**Exercise objective:**
Each line that contains the word "shared" is to be copied from the records below.

Recorded data:
━━━━━━━━
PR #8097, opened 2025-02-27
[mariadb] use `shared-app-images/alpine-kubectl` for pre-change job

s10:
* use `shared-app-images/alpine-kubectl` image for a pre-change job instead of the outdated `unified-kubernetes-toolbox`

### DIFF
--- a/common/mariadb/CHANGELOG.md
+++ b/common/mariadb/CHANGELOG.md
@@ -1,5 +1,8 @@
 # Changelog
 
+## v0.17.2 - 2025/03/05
━━━━━━━━
**Solved problem:**
[mariadb] use `shared-app-images/alpine-kubectl` for pre-change job
* use `shared-app-images/alpine-kubectl` image for a pre-change job instead of the outdated `unified-kubernetes-toolbox`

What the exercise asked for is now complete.